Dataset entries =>
========

PR #785, opened 2024-12-23
docs: Corrected naming of RISC-V architecture Update README.md

0xwitty:
I noticed that the term "Risc-V" was used instead of the official "**RISC-V**" in several places, including the title and a section of the documentation.

I've updated these instances to ensure consistency with the official naming convention of the architecture.


matthiasgoergens:
Thanks for your PR.  We prefer the non-standard spelling.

========

EXERCISE OBJECTIVE =>
The output is every entry, printed exactly as it reads.

RESULT BELOW =>
PR #785, opened 2024-12-23
docs: Corrected naming of RISC-V architecture Update README.md

0xwitty:
I noticed that the term "Risc-V" was used instead of the official "**RISC-V**" in several places, including the title and a section of the documentation.

I've updated these instances to ensure consistency with the official naming convention of the architecture.


matthiasgoergens:
Thanks for your PR.  We prefer the non-standard spelling.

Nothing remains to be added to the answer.